Requirement: Report every line below that carries the word "export".

Records to process:
--- START ---

PR #5157, opened 2026-08-19
feat(cli): add Console project linking

dlhck:
# Description

Adds `vendure console link`, `status`, and `unlink` with secure browser approval, strict v1 manifest validation, safe monorepo project selection, and atomic local writes. Updates the CLI documentation and generated-project source-control guidance, with unit, HTTP integration, and compiled CLI e2e coverage. Relates to [PDEV-49](https://linear.app/vendure/issue/PDEV-49/deliver-add-vendure-console-linkstatusunlink-cli-commands).

# Breaking changes

None.

# Screenshots

Not applicable; this is a CLI-only change.

# Checklist

📌 Always:

👍 Most of the time:

---
<a href="https://app.blacksmith.sh/vendurehq/codesmith/vendure/pr/5157"><picture><source media="(prefers-color-scheme: dark)" srcset="https://pr-comments-assets.blacksmith.sh/codesmith/view-with-codesmith-dark-v2.svg"><source media="(prefers-color-scheme: light)" srcset="https://pr-comments-assets.blacksmith.sh/codesmith/view-with-codesmith-light-v2.svg">View with [code]smith</picture></a> <a href="https://backend.blacksmith.sh/track/enable-autofix?expires=1789731917&installation_model_id=20193&pr_number=5157&repository=vendurehq%2Fvendure&return_to=https%3A%2F%2Fgithub.com%2Fvendurehq%2Fvendure%2Fpull%2F5157&signature=912184f944fce99a7908eb7864e57ad80e056734cbffe661d9e563d2fa1d010c"><picture><source media="(prefers-color-scheme: dark)" srcset="https://pr-comments-assets.blacksmith.sh/codesmith/autofix-with-codesmith-dark.svg"><source media="(prefers-color-scheme: light)" srcset="https://pr-comments-assets.blacksmith.sh/codesmith/autofix-with-codesmith-light.svg">Autofix with [code]smith</picture></a>

### DIFF
--- a/docs/manifest.json
+++ b/docs/manifest.json
@@ -218,7 +218,7 @@
           "title": "CLI",
           "slug": "cli",
           "file": "docs/guides/developer-guide/cli/index.mdx",
-          "lastModified": "2026-08-19T13:44:35+02:00"
+          "lastModified": "2026-08-24T10:48:37+02:00"
         },
         {
           "title": "AI-assisted Development",
--- a/docs/manifest.json
+++ b/docs/manifest.json
@@ -218,7 +218,7 @@
           "title": "CLI",
           "slug": "cli",
           "file": "docs/guides/developer-guide/cli/index.mdx",
-          "lastModified": "2026-08-17T11:43:39+02:00"
+          "lastModified": "2026-08-19T13:44:35+02:00"
         },
         {
           "title": "AI-assisted Development",
@@ -2780,7 +2780,7 @@
                   "title": "MultiChannelStockLocationStrategy",
                   "slug": "multi-channel-stock-location-strategy",
                   "file": "docs/reference/typescript-api/products-stock/multi-channel-stock-location-strategy.mdx",
-                  "lastModified": "2026-08-17T12:00:11+02:00"
+                  "lastModified": "2026-08-13T17:32:23+01:00"
                 },
                 {
                   "title": "ProductVariantPriceCalculationStrategy",
@@ -2874,7 +2874,7 @@
                   "title": "RequestContext",
                   "slug": "request-context",
                   "file": "docs/reference/typescript-api/request/request-context.mdx",
-                  "lastModified": "2026-08-17T12:00:11+02:00"
+                  "lastModified": "2026-08-13T14:40:56+02:00"
                 },
                 {
                   "title": "RequestContextService",
@@ -3096,7 +3096,7 @@
                   "title": "OrderService",
                   "slug": "order-service",
                   "file": "docs/reference/typescript-api/services/order-service.mdx",
-                  "lastModified": "2026-08-17T12:00:11+02:00"
+                  "lastModified": "2026-08-13T17:32:23+01:00"
                 },
                 {
                   "title": "OrderTestingService",
@@ -3186,7 +3186,7 @@
                   "title": "ShippingMethodService",
                   "slug": "shipping-method-service",
                   "file": "docs/reference/typescript-api/services/shipping-method-service.mdx",
-                  "lastModified": "2026-08-17T12:00:11+02:00"
+                  "lastModified": "2026-08-13T14:40:56+02:00"
                 },
                 {
                   "title": "SlugService",
--- a/docs/manifest.json
+++ b/docs/manifest.json
@@ -218,7 +218,7 @@
           "title": "CLI",
           "slug": "cli",
           "file": "docs/guides/developer-guide/cli/index.mdx",
-          "lastModified": "2026-08-24T11:50:56+02:00"
+          "lastModified": "2026-08-24T13:59:38+02:00"
         },
         {
           "title": "AI-assisted Development",
@@ -2780,7 +2780,7 @@
                   "title": "MultiChannelStockLocationStrategy",
                   "slug": "multi-channel-stock-location-strategy",
                   "file": "docs/reference/typescript-api/products-stock/multi-channel-stock-location-strategy.mdx",
-                  "lastModified": "2026-08-17T12:00:11+02:00"
+                  "lastModified": "2026-08-13T17:32:23+01:00"
                 },
                 {
                   "title": "ProductVariantPriceCalculationStrategy",
@@ -2874,7 +2874,7 @@
                   "title": "RequestContext",
                   "slug": "request-context",
                   "file": "docs/reference/typescript-api/request/request-context.mdx",
-                  "lastModified": "2026-08-17T12:00:11+02:00"
+                  "lastModified": "2026-08-13T14:40:56+02:00"
                 },
                 {
                   "title": "RequestContextService",
@@ -3096,7 +3096,7 @@
                   "title": "OrderService",
                   "slug": "order-service",
                   "file": "docs/reference/typescript-api/services/order-service.mdx",
-                  "lastModified": "2026-08-17T12:00:11+02:00"
+                  "lastModified": "2026-08-13T17:32:23+01:00"
                 },
                 {
                   "title": "OrderTestingService",
@@ -3186,7 +3186,7 @@
                   "title": "ShippingMethodService",
                   "slug": "shipping-method-service",
                   "file": "docs/reference/typescript-api/services/shipping-method-service.mdx",
-                  "lastModified": "2026-08-17T12:00:11+02:00"
+                  "lastModified": "2026-08-13T14:40:56+02:00"
                 },
                 {
                   "title": "SlugService",
--- a/docs/manifest.json
+++ b/docs/manifest.json
@@ -218,7 +218,7 @@
           "title": "CLI",
           "slug": "cli",
           "file": "docs/guides/developer-guide/cli/index.mdx",
-          "lastModified": "2026-08-24T10:48:37+02:00"
+          "lastModified": "2026-08-24T11:04:10+02:00"
         },
         {
           "title": "AI-assisted Development",
--- a/docs/manifest.json
+++ b/docs/manifest.json
@@ -218,7 +218,7 @@
           "title": "CLI",
           "slug": "cli",
           "file": "docs/guides/developer-guide/cli/index.mdx",
-          "lastModified": "2026-08-24T11:04:10+02:00"
+          "lastModified": "2026-08-24T11:50:56+02:00"
         },
         {
           "title": "AI-assisted Development",
--- a/docs/manifest.json
+++ b/docs/manifest.json
@@ -2780,7 +2780,7 @@
                   "title": "MultiChannelStockLocationStrategy",
                   "slug": "multi-channel-stock-location-strategy",
                   "file": "docs/reference/typescript-api/products-stock/multi-channel-stock-location-strategy.mdx",
-                  "lastModified": "2026-08-13T17:32:23+01:00"
+                  "lastModified": "2026-08-17T12:00:11+02:00"
                 },
                 {
                   "title": "ProductVariantPriceCalculationStrategy",
@@ -2874,7 +2874,7 @@
                   "title": "RequestContext",
                   "slug": "request-context",
                   "file": "docs/reference/typescript-api/request/request-context.mdx",
-                  "lastModified": "2026-08-13T14:40:56+02:00"
+                  "lastModified": "2026-08-17T12:00:11+02:00"
                 },
                 {
                   "title": "RequestContextService",
@@ -3096,7 +3096,7 @@
                   "title": "OrderService",
                   "slug": "order-service",
                   "file": "docs/reference/typescript-api/services/order-service.mdx",
-                  "lastModified": "2026-08-13T17:32:23+01:00"
+                  "lastModified": "2026-08-17T12:00:11+02:00"
                 },
                 {
                   "title": "OrderTestingService",
@@ -3186,7 +3186,7 @@
                   "title": "ShippingMethodService",
                   "slug": "shipping-method-service",
                   "file": "docs/reference/typescript-api/services/shipping-method-service.mdx",
-                  "lastModified": "2026-08-13T14:40:56+02:00"
+                  "lastModified": "2026-08-17T12:00:11+02:00"
                 },
                 {
                   "title": "SlugService",
--- a/docs/manifest.json
+++ b/docs/manifest.json
@@ -4031,13 +4031,13 @@
                   "title": "UseDetailPage",
                   "slug": "use-detail-page",
                   "file": "docs/reference/dashboard/detail-views/use-detail-page.mdx",
-                  "lastModified": "2026-07-20T15:59:41+02:00"
+                  "lastModified": "2026-08-24T12:05:27Z"
                 },
                 {
                   "title": "UseGeneratedForm",
                   "slug": "use-generated-form",
                   "file": "docs/reference/dashboard/detail-views/use-generated-form.mdx",
-                  "lastModified": "2026-07-22T14:03:14Z"
+                  "lastModified": "2026-08-24T12:05:27Z"
                 }
               ],
               "lastModified": "2026-01-28T14:49:21+01:00"
--- a/packages/cli/src/commands/console/console.ts
+++ b/packages/cli/src/commands/console/console.ts
@@ -193,11 +193,6 @@ async function runConsoleCommand(
 }
 
 export function resolveConsoleEndpoints(env: NodeJS.ProcessEnv): ConsoleEndpoints {
-    if (env.VENDURE_CONSOLE_URL?.trim() || env.VENDURE_CONSOLE_API_URL?.trim()) {
-        throw new Error(
-            'Use the link-specific VENDURE_CONSOLE_LINK_URL and VENDURE_CONSOLE_LINK_API_URL variables for this command.',
-        );
-    }
     const consoleOverride = env.VENDURE_CONSOLE_LINK_URL?.trim() || undefined;
     const apiOverride = env.VENDURE_CONSOLE_LINK_API_URL?.trim() || undefined;
     if (Boolean(consoleOverride) !== Boolean(apiOverride)) {
--- a/packages/cli/src/commands/console/console.ts
+++ b/packages/cli/src/commands/console/console.ts
@@ -1,0 +1,593 @@
+import { confirm, isCancel, log } from '@clack/prompts';
+import { ChildProcess, spawn } from 'node:child_process';
+
+import { CliCommandExit } from '../../shared/cli-command-exit';
+import { isNonInteractiveEnvironment, withInteractiveTimeout } from '../../utilities/utils';
+
+import {
+    ManifestReadResult,
+    ProjectLinkManifest,
+    parseProjectLinkManifest,
+    readProjectLinkManifest,
+    removeProjectLinkManifest,
+    resolveProjectRoot,
+    writeProjectLinkManifestAtomic,
+} from './project-link-manifest';
+
+const DEFAULT_CONSOLE_URL = 'https://console.vendure.io';
+const DEFAULT_CONSOLE_API_URL = 'https://api.vendure.io';
+const POLL_INTERVAL_MS = 2_000;
+const REQUEST_TIMEOUT_MS = 10_000;
+const MAX_POLL_ATTEMPTS = 3;
+const RETRY_DELAYS_MS = [500, 1_000];
+
+export interface ConsoleCommandOptions {
+    project?: string;
+    force?: boolean;
+}
+
+export interface ConsoleReporter {
+    error(message: string): void;
+    info(message: string): void;
+    success(message: string): void;
+    warn(message: string): void;
+    url(value: string): void;
+}
+
+export interface ConsoleCommandDependencies {
+    cwd: string;
+    env: NodeJS.ProcessEnv;
+    fetch: typeof globalThis.fetch;
+    isNonInteractive: () => boolean;
+    now: () => number;
+    openUrl: (url: string) => Promise<void>;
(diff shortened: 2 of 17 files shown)


packages/cli/src/commands/console/project-link-gitignore.ts
```diff
@@ -0,0 +1,370 @@
...
+}
+
+function pickTarget(projectRoot: string, chain: GitignoreFile[]): GitignoreFile {
+    const projectFile = chain.find(file => file.scope === 'project');
+    if (projectFile) {
+        return projectFile;
+    }
+    if (chain.length > 0) {
+        return chain[chain.length - 1];
+    }
```
biggamesmallworld: **Precedence bug: this write is a silent no-op.**

`collectGitignoreChain` pushes from `projectRoot` upward, so `chain[chain.length - 1]` is the file closest to the git root. Git resolves in favour of the **deepest** matching `.gitignore`, so any intermediate file that also matches wins.

Reproduced against real git:

```
root/.gitignore   node_modules            (tool writes **/.vendure/* + !**/.vendure/project.json here)
apps/.gitignore   **/.vendure/*           (pre-existing)

result:  { kind: 'updated', path: 'root/.gitignore' }
$ git check-ignore -v apps/vendure/.vendure/project.json
apps/.gitignore:1:**/.vendure/*   apps/vendure/.vendure/project.json
```

User is told the manifest can be committed; it is still ignored.

Deleting this branch falls through to the project-local return below, which is always correct because the deepest file wins. Verified: the manifest becomes committable (`check-ignore` exit 1) and `.vendure/cache.db` stays ignored (exit 0). It also fixes the `$HOME` case noted on `findGitRoot`.

```suggestion
```

packages/cli/src/commands/console/project-link-gitignore.ts
```diff
@@ -0,0 +1,370 @@
...
+    return output;
+}
+
+function ensureGitignoreInRepo(projectRoot: string, gitRoot: string): ProjectLinkGitignoreResult {
+    const projectGitignorePath = getProjectLinkGitignorePath(projectRoot);
+    const chain = collectGitignoreChain(projectRoot, gitRoot);
+    const dirty = new Map<string, string>();
+
+    for (const file of chain) {
+        if (!hasDirectoryIgnore(file.content)) {
```
biggamesmallworld: **Rewriting every chain file changes tracking for unrelated projects.**

`isDirectoryIgnore` matches any path-prefixed form, so an unrelated `other-app/.vendure/` is replaced with a repo-wide `**/.vendure/*` plus `!**/.vendure/project.json`. Reproduced:

```
before:  other-app/.vendure/project.json -> check-ignore exit 0 (ignored)
after:   other-app/.vendure/project.json -> check-ignore exit 1 (NOT ignored, now shows in git status)
```

Linking `apps/vendure` un-ignored a file in `other-app`, which the user never named.

The ancestor rewrite is justified in principle (a root `.vendure/` does block a deeper `!.vendure/project.json`), but the fix should be scoped to the project being linked:

```
!apps/vendure/.vendure/
apps/vendure/.vendure/*
!apps/vendure/.vendure/project.json
```

packages/cli/src/commands/console/project-link-gitignore.ts
```diff
@@ -0,0 +1,370 @@
...
+            continue;
+        }
+        const next = applyProjectLinkGitignoreRules(file.content, file.scope === 'project' ? 'local' : 'nested');
```
biggamesmallworld: Prettier fails (>110 cols). Same at line 117, and in `console.ts` and `project-link-manifest.ts`; `prettier --write` on the four files will settle it.

```suggestion
        const next = applyProjectLinkGitignoreRules(
            file.content,
            file.scope === 'project' ? 'local' : 'nested',
        );
```

packages/cli/src/commands/console/project-link-gitignore.ts
```diff
@@ -0,0 +1,370 @@
...
+        if (next !== file.content) {
+            file.content = next;
+            dirty.set(file.path, next);
+        }
+    }
+
+    if (isProjectCovered(projectRoot, chain)) {
+        return writeDirty(dirty, coveringGitignorePath(projectRoot, chain), dirty.size > 0 ? 'updated' : 'unchanged');
```
biggamesmallworld:
```suggestion
        return writeDirty(
            dirty,
            coveringGitignorePath(projectRoot, chain),
            dirty.size > 0 ? 'updated' : 'unchanged',
        );
```

packages/cli/src/commands/console/project-link-gitignore.ts
```diff
@@ -0,0 +1,370 @@
...
+        }
+        const parent = path.dirname(current);
+        if (parent === current) {
+            return files;
+        }
+        current = parent;
+    }
+}
+
+function findGitRoot(start: string): string | undefined {
```
biggamesmallworld: This walks to the filesystem root. A user with a dotfiles repo at `~` and a project at `~/code/myproj` with no `.git` of its own gets `gitRoot = ~`, and the CLI appends to their home `.gitignore`. Reproduced; nothing was created in the project directory.

Worth squaring with the risk posture elsewhere: `--allow-custom-console` gates merely *talking to* a non-default URL, while this writes outside the project with no prompt.

The `pickTarget` suggestion fixes this case. A stop condition here would still be worth having.

packages/cli/src/commands/console/project-link-gitignore.ts
```diff
@@ -0,0 +1,370 @@
...
+    const projectGitignorePath = getProjectLinkGitignorePath(projectRoot);
+    try {
+        const gitRoot = findGitRoot(projectRoot);
+        if (!gitRoot) {
+            return ensureSingleGitignore(projectGitignorePath, 'local');
+        }
+        return ensureGitignoreInRepo(projectRoot, gitRoot);
+    } catch (error) {
+        const reason = error instanceof Error ? error.message : String(error);
+        return { kind: 'failed', path: projectGitignorePath, reason };
```
biggamesmallworld: `writeDirty` can modify several files. If it succeeds on the first and throws on the second, this reports the *project* `.gitignore` as failed when it was not, and never mentions the ancestor it already changed.

Same shape on the success path: `writeDirty` returns one path and `reportProjectLinkGitignore` prints it, so a run that rewrote two files tells the user about one. Confirmed in a repo with `.vendure/` in both the root and `apps/`: both files modified, one reported.

packages/cli/src/commands/console/console.ts
```diff
@@ -0,0 +1,729 @@
...
+            chunks.push(decoder.decode(value, { stream: true }));
+        }
+        chunks.push(decoder.decode());
+        return chunks.join('');
+    } finally {
+        try {
+            reader.releaseLock();
+        } catch {
+            // cancel() already released the lock
+        }
```
biggamesmallworld: `cancel()` does not release the lock, so this comment is not the reason. Nor does `releaseLock()` throw here. Node 22:

```
after cancel():        releaseLock OK (no throw)
with pending read():   releaseLock OK (no throw)
                       pending read REJECTED: TypeError: Invalid state: Releasing reader
```

The catch is unreachable and the comment states something false.

```suggestion
        reader.releaseLock();
```

docs/manifest.json
```diff
@@ -2780,7 +2780,7 @@
                   "title": "MultiChannelStockLocationStrategy",
                   "slug": "multi-channel-stock-location-strategy",
                   "file": "docs/reference/typescript-api/products-stock/multi-channel-stock-location-strategy.mdx",
-                  "lastModified": "2026-08-17T12:00:11+02:00"
+                  "lastModified": "2026-08-13T17:32:23+01:00"
```
biggamesmallworld, line 2783: `lastModified` rolled **backwards** here (17 Aug -> 13 Aug). Unrelated to this PR; the generator ran against a stale checkout.

```suggestion
                  "lastModified": "2026-08-17T12:00:11+02:00"
```

docs/manifest.json
```diff
@@ -2874,7 +2874,7 @@
                   "title": "RequestContext",
                   "slug": "request-context",
                   "file": "docs/reference/typescript-api/request/request-context.mdx",
-                  "lastModified": "2026-08-17T12:00:11+02:00"
+                  "lastModified": "2026-08-13T14:40:56+02:00"
```
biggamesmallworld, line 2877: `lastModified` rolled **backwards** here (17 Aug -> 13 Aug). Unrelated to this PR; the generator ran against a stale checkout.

--- END ---

Answer to the problem:
 export function resolveConsoleEndpoints(env: NodeJS.ProcessEnv): ConsoleEndpoints {
+export interface ConsoleCommandOptions {
+export interface ConsoleReporter {
+export interface ConsoleCommandDependencies {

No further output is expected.